[Stored data entries]
════

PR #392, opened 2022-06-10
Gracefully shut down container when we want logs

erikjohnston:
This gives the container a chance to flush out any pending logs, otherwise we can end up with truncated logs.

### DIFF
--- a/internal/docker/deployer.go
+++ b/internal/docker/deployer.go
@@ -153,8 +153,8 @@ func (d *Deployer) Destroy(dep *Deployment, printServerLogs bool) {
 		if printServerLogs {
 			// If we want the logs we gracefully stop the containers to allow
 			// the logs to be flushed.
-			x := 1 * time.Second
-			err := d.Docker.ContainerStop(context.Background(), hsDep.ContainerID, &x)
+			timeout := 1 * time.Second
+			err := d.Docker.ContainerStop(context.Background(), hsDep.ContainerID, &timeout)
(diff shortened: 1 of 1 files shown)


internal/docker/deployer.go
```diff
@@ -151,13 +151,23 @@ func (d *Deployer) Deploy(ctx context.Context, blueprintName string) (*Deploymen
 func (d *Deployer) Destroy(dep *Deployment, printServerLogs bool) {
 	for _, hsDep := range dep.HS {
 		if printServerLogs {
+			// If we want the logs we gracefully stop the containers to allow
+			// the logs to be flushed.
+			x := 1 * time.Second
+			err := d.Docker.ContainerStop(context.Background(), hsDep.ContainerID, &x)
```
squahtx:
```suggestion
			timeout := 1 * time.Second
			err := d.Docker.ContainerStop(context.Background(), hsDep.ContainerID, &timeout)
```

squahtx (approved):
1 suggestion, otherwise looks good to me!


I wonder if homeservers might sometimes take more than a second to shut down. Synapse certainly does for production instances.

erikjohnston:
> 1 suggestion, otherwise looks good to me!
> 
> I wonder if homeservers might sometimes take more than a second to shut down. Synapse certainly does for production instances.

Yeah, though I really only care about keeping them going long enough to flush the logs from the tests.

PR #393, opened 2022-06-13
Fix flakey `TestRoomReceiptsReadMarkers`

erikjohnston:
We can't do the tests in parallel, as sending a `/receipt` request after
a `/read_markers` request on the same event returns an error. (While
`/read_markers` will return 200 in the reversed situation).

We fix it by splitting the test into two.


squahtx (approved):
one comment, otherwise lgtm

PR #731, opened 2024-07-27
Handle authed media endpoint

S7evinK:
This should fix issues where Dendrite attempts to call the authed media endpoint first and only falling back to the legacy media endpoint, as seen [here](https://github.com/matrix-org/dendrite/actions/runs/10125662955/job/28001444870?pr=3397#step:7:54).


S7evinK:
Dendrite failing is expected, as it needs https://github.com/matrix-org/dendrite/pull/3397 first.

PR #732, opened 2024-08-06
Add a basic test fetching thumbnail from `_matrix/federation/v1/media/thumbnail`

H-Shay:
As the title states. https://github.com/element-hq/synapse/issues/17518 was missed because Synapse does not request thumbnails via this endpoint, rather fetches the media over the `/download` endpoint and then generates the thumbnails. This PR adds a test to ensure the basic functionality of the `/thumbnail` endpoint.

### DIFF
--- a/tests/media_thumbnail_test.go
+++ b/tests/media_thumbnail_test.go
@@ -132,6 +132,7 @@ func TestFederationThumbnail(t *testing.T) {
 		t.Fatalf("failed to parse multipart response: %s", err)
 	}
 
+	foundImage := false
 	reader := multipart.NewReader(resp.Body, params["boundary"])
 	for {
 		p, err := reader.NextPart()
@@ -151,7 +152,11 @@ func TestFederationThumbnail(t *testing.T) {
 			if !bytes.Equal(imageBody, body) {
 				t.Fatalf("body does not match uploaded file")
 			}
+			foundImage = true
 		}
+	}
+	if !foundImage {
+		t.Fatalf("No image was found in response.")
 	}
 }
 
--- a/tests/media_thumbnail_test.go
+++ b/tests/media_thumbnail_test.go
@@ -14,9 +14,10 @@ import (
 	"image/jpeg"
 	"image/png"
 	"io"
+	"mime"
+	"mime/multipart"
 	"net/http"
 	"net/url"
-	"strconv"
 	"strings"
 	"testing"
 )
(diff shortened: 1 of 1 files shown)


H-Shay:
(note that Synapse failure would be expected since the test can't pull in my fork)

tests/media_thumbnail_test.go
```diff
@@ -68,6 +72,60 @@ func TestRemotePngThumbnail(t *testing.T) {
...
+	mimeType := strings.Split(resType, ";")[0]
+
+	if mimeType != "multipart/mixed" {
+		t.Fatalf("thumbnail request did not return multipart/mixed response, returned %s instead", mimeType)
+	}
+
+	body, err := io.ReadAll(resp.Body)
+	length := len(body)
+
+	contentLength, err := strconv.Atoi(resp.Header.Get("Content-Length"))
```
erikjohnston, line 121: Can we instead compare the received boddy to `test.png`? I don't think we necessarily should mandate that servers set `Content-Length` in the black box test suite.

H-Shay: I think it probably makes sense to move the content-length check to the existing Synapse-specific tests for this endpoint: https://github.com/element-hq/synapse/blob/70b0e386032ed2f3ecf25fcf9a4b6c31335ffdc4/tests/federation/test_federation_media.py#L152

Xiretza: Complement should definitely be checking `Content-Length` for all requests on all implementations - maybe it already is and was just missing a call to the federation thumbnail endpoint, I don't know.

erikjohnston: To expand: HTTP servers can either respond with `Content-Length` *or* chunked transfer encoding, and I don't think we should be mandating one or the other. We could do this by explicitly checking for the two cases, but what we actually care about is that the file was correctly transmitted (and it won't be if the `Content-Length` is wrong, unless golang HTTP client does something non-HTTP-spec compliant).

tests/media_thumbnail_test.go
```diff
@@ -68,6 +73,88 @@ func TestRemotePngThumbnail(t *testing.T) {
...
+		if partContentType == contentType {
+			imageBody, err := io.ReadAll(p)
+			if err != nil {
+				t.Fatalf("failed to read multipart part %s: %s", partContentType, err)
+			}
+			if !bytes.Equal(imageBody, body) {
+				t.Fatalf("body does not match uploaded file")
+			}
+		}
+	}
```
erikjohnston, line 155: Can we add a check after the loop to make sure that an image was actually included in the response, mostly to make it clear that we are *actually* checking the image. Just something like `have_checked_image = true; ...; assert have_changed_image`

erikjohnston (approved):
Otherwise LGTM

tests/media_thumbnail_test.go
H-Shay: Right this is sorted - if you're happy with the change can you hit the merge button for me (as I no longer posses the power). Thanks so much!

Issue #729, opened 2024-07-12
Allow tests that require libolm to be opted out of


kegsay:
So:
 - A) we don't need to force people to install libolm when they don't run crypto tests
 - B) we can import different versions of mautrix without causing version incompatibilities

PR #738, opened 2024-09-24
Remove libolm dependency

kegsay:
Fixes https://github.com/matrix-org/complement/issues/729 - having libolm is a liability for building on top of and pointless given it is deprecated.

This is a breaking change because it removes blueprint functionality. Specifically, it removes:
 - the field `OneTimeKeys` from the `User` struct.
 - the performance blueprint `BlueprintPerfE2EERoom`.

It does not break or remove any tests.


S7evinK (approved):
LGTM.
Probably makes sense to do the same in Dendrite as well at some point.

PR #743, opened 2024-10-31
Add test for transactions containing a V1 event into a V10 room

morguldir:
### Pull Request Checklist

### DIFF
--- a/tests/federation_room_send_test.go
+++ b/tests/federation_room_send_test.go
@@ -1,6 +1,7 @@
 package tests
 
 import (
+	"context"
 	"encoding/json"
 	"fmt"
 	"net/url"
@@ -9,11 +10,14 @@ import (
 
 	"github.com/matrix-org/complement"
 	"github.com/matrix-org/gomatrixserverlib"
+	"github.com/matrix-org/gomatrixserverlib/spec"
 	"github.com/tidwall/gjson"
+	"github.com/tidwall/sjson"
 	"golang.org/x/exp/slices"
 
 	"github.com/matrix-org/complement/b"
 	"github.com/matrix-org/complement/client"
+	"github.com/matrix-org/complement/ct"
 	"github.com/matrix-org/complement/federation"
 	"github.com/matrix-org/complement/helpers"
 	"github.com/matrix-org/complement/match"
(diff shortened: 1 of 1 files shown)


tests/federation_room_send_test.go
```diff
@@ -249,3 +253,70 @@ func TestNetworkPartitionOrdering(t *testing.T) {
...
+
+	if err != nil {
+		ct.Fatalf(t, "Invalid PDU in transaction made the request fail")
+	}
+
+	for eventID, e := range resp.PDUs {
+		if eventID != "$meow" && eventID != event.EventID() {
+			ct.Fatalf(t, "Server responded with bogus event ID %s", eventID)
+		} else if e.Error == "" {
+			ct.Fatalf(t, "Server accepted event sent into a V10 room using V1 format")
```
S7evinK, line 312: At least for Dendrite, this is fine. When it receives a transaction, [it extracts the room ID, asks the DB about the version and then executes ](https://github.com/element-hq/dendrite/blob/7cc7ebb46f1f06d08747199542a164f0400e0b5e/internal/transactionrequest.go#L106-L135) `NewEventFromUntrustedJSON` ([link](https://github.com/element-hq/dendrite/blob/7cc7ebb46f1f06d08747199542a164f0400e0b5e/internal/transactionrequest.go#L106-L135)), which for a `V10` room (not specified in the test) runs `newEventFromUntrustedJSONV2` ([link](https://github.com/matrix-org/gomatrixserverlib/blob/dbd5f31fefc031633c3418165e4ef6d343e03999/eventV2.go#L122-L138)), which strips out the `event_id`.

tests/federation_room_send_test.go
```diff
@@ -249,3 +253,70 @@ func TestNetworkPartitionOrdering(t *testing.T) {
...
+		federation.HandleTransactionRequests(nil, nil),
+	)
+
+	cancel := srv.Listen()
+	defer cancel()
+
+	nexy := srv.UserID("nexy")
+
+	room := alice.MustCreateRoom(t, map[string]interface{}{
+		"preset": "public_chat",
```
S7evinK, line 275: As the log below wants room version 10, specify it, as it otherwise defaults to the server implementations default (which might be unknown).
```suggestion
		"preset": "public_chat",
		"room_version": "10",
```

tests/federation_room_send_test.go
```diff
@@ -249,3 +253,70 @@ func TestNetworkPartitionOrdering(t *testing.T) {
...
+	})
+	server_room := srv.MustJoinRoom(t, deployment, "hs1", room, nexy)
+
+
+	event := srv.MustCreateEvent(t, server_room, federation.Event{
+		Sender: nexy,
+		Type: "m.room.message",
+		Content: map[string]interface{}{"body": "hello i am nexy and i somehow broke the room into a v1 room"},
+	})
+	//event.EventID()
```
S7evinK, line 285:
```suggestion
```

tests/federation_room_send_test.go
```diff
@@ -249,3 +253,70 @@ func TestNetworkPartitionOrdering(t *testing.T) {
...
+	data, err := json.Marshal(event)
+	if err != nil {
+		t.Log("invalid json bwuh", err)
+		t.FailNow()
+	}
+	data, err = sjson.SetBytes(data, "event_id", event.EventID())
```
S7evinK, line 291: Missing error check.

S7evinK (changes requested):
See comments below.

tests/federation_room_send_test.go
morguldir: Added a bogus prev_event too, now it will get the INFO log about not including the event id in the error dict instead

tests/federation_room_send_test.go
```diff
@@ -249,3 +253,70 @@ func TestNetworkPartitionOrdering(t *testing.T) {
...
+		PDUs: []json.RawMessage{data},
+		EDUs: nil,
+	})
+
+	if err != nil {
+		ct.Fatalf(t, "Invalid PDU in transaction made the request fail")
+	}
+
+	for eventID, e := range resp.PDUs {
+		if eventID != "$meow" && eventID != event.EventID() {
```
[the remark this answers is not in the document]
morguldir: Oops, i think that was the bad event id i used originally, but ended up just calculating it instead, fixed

════

AIM OF THE EXERCISE: Among the records, find every line with the word "looks" and copy it.

ANSWER TO THIS PROBLEM:
1 suggestion, otherwise looks good to me!
> 1 suggestion, otherwise looks good to me!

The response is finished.